Will Machines See with Movidius?
Intel is planning to “give the power of sight to machines” through the Movidius Neural Compute Stick. But does this USB stick have what it takes to truly bring the power of visual machine learning to any device?
Machine learning via a USB port
Image recognition is a resource-intensive process involving neural networks. Training and operating the neural network is usually performed involving GPU accelerators. For the power- and space-restricted environment, usage of FPGA or specialized chips like Intel’s Nervana (instead of GPU) could be more efficient. Intel proposes the Movidius Neural Compute Stick—based on the Myriad 2 family of vision processing units (VPUs)—as a transitional solution for the low power embedded systems, as well as systems without a GPU. It can be plugged into any device with a USB port to roll out machine learning features.
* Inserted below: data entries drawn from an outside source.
PR #22, opened 2022-11-01
Move CHERI enable bit to [ms]envcfg.

bsdjhb:
This was originally part of #10 but has been split out into its own PR.

The Xstateen extension did not exist when the spec was written originally.  This moves the enable bit to make use of that extension and slightly expands the definition of what this bit would mean.  In QEMU we don't fully implement the bit (it's hardwired to on).  QEMU also implements additional bits for load-side barriers in xCCSR, so we might want to defer removing the register outright (should we document those bits?).

### DIFF
--- a/chap-cheri-riscv.tex
+++ b/chap-cheri-riscv.tex
@@ -217,6 +217,8 @@ The following changes are specific to CHERI-RISC-V:
   as more specific cause information and the identity of the faulting
   register is reported in the existing \xtval{} CSRs (see
   Section~\ref{subsection:riscv:cheri-exception-reporting}).
+\item A new bit is defined in \menvcfg{} and \senvcfg{} to enable
+  CHERI support.
 \item New per-mode capability CSRs are added as \xccsr{} (see
   Section~\ref{subsubsec-ccsrs}).
 \item CHERI-related page permissions are added to RISC-V architectural
@@ -473,6 +475,28 @@ corresponding privilege mode's CSRs. Debate still open over whether these are en
 \label{tab:risc-v-access-system-registers-whitelist}
 \end{table}
 
+\subsubsection{CHERI Extension Control}
+
+A new bit in the \menvcfg{} and \senvcfg{} CSRs is used to enable
+CHERI for lower privilege levels.  When CHERI is disabled, attempting
+to execute CHERI-specific instructions will raise an illegal
+instruction fault including loads and stores which use a capability
+register (excluding the implicit \DDC{} operand for legacy
+loads/stores) as the memory operand.
+
+Other CHERI extensions are always enabled regardless of the state of
+this bit.  Specifically, bounds and permissions on \PCC{} and \DDC{}
+are always honored.  Exceptions always copy \PCC{} to \xEPCC{} on
+exception entry and restore the full \PCC{} on exception return.
+Capability mode is always honored if enabled in \PCC{}.  Software
+which disables CHERI in lower modes must take care to ensure that
+\PCC{} and \DDC{} are set to suitable values while lower modes
+execute.
+
+Bit 28 (\texttt{0x1C}) in the \menvcfg{} and \senvcfg{} CSRs is
+defined as the CHERI enable bit.  Its allocation within these CSRs may
+change until CHERI is ratified as a RISC-V extension.
+
 \subsubsection{Capability Control and Status Registers (CCSRs)}
 \label{subsubsec-ccsrs}
 New per HART \xccsr{} \texttt{XLEN}-bit RISC-V CSRs are defined as per
@@ -482,8 +506,7 @@ Figure~\ref{fig-ccsr} (shown for XLEN=32):
 \begin{center}
 \begin{bytefield}[bitwidth=\textwidth/34]{32}
   \bitheader[endianness=big]{0,1,2,31} \\
-  \bitbox{31}{\textbf{WIRI}}
-  \bitbox{1}{\texttt{e}}
+  \bitbox{32}{\textbf{WIRI}}
 \end{bytefield}
 \caption{\xccsr{} register format; WIRI bits are Write Ignore Read Ignore.}
 \label{fig-ccsr}
@@ -497,10 +520,6 @@ Figure~\ref{fig-ccsr} (shown for XLEN=32):
   The RISC-V spec unsatisfyingly does not specify what happens if
   software doesn't preserve values for WPRI, but then this spec
   doesn't need to either.}
-
-\begin{description}
-\item [e] The \texttt{e} ``enable'' bit \ajnote{read only? / only wriFable in u-mode? only writable with a specific permission in pcc?} tells whether capability extensions are enabled or disabled.
-\end{description}
 
 \subsection{Special Capability Registers (SCRs)}
 \label{subsection:cheri-riscv-scrs}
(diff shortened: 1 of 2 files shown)


chap-cheri-riscv.tex
```diff
@@ -502,34 +484,22 @@ \subsubsection{Capability Exception Reporting}
...
+\subsubsection{CHERI Extension Control}
 
-\pmnote{WIRI has been removed from the RISC-V specification.  The spec
-  now typically uses WPRI (Write-Preserve, Read-Ignore) for such
-  undefined bits (e.g. in \texttt{mstatus}).  Both WARL (Write-Any,
-  Read-Legal) and WLRL (Write-Legal, Read-Legal) seem unsuitable here.
-  The RISC-V spec unsatisfyingly does not specify what happens if
-  software doesn't preserve values for WPRI, but then this spec
-  doesn't need to either.}
+For processors supporting the \texttt{Smstateen} extension, bit 2 of
```
arichardson, line 489: I'm not quite clear on what the difference is between `menvcfg` (privspec 1.12) and [`mstateen`](https://github.com/riscv/riscv-state-enable/blob/main/content.adoc)? Both seem to be used to define access to extensions. I think we definitely need the `mstateen` to gate access to CHERI registers and SCRs, but do we also need a bit in menvcfg to limit access to the instructions?

arichardson: I guess the only instructions we have that don't access the registers are CRRL/CRAM and there shouldn't be much harm in always providing them (unless we want to have a mode where CHERI is  not available at all and all non-baseline ISA encodings trap).

bsdjhb: I was not aware of `menvcfg` when I wrote this text.  Certainly it might be that we might want that either in addition or possibly in place of just `mstateen`.  In particular, CHERI is not really just a side extension with some state like floating-point or crypto acceleration but instead makes non-trivial changes to how the base ISA is used.

jrtc27: In theory if you don't touch CHERI state you shouldn't know it's there, and that's true other than for memory accesses that wrap the address space where we will erroneously trap with a bounds fault even if DDC/PCC covers the whole address space

arichardson: I'm a bit concerned that bit 2 will conflict with the next extension that gets added to RISC-V. Should we pick something further the middle (e.g. 0xc/0x1c for CHERI?).

arichardson: So if they are added in order then bit 31 is safest for now since it won't conflict with anything until all bits are taken?

bsdjhb: I guess so.  We probably want some sort of note that the bit is subject to change when/if CHERI is ratified upstream.  We could perhaps use bit 0 (defined for "custom state") for now until CHERI is ratified?  I also need to go read the `senvcfg` spec to see how that applies here and if we want both bits or only one of them.

chap-cheri-riscv.tex
```diff
@@ -502,34 +484,22 @@ \subsubsection{Capability Exception Reporting}
...
+\mstateen{} and \sstateen{} is used to enable CHERI.  When CHERI is
+disabled, attempting to execute CHERI-specific instructions will raise
+an illegal instruction fault including loads and stores which use a
+capability register as the memory operand.
```
arichardson, line 493:
```suggestion
capability register (excluding the implicit \DDC{} operand for legacy loads/stores) as the memory operand.
```

arichardson (commented):
This loses the ability to disable CHERI for the current ring, but using a standardized mechanism sounds good to me.

We should probably use bit 0 until an official bit can be reserved?

bsdjhb:
The description of `senvcfg` in the current priv spec is not very clear.  It doesn't really define an overall purpose for the register, though it does seem perhaps a more apt place to define an enable bit for a "feature" vs the `XstateenX` which seem more for controlling access to banks of registers more like XSAVE extensions on x86.  `Xenvcfg` doesn't have a provision for local extensions like bit 0 though that can be used while waiting to be ratified which is rather inconvenient.

chap-cheri-riscv.tex
bsdjhb: I have read a bit more of some of the specs using `Xenvcfg` btw, and I do think that actually it is a better fit.  Given how this bit is currently defined, once CHERI is disabled you can't access the upper bits of registers that have been extended to capabilities or entirely new capability registers (such as DDC).  As such, I don't think it really makes sense to think of this in terms of enabling/disabling additional state.  Probably it is more about controlling the ability to execute new CHERI instructions for which `Xenvcfg` as used by the `Zcmo*` extensions is a better fit.  There is no reserved bit for local state, so we'd have to just pick a bit that fits in the lower 32 for now (probably bit 8 above `CBZE`) and just add a note that it is subject to change based on ratification.  Existing extension proposals include similar language about the bits possibly moving.

bsdjhb:
This version has a fixup commit at the end to move the enable bits to `*envcfg`.  If we want to go that route I would  fold it back into the first commit before merging.

chap-cheri-riscv.tex
```diff
@@ -473,34 +456,26 @@ \subsubsection{Controlling Access to CSRs}
...
+exception entry and restore the full \PCC{} on exception return.
+Capability mode is always honored if enabled in \PCC{}.  Software
+which disables CHERI in lower modes must take care to ensure that
+\PCC{} and \DDC{} are set to suitable values while lower modes
+execute.
 
-\begin{description}
-\item [e] The \texttt{e} ``enable'' bit \ajnote{read only? / only wriFable in u-mode? only writable with a specific permission in pcc?} tells whether capability extensions are enabled or disabled.
-\end{description}
+Bit 8 in the \menvcfg{} and \senvcfg{} CSRs is defined as the CHERI
```
arichardson, line 476: My only concern is that 8 will conflict with the next allocated bit -- maybe we should use something like 0x1c which is right in the middle so should be safe for a while?

chap-cheri-riscv.tex
```diff
@@ -473,34 +456,26 @@ \subsubsection{Controlling Access to CSRs}
...
-  \bitheader[endianness=big]{0,1,2,31} \\
-  \bitbox{31}{\textbf{WIRI}}
-  \bitbox{1}{\texttt{e}}
-\end{bytefield}
-\caption{\xccsr{} register format; WIRI bits are Write Ignore Read Ignore.}
-\label{fig-ccsr}
-\end{center}
-\end{figure}
+A new bit in the \menvcfg{} and \senvcfg{} CSRs is used to enable
+CHERI.  When CHERI is disabled, attempting to execute CHERI-specific
```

The Movidius stick has multiple areas of application, including: drone development, robotics, security, and virtual / augmented reality.
The chip itself contains 12 VLIW "SHAVE" processors (Streaming Hybrid Architecture Vector Engine) and has a USB interface for communication with the host. It is obvious that Movidius performance—in terms of images processed per second—depends on the number of SHAVE processors involved.
The best SHAVE for your interface
Our research demonstrates, that 12 SHAVE performance is 2-4x better compared to a single SHAVE. On the other hand, a single SHAVE uses 1.6-2.3x less power compared to the full 12 SHAVE load. Four, eight or 12 SHAVE for image processing provide similar results and are the most cost effective.
For measuring chip performance, we used Caffe implementation of AlexNet, GoogLeNet and SqueezeNet. Networks were compiled to use one, two, four, eight, or 12 Movidius SHAVE processors loaded into the stick. Test images were loaded on to the stick for measuring image processing and loading time. Twenty test images were used for this experiment with a thousand cycles run for data collection.
Processed images per second vs number of SHAVE processors used
Images per dollar vs number of SHAVE processors
Comparing the calculated performance per watt with the obtained results from FPGA/GPU comparison, we can see that Movidius has considerably greater performance capacity for low power consumption devices (sensors, drones, cameras).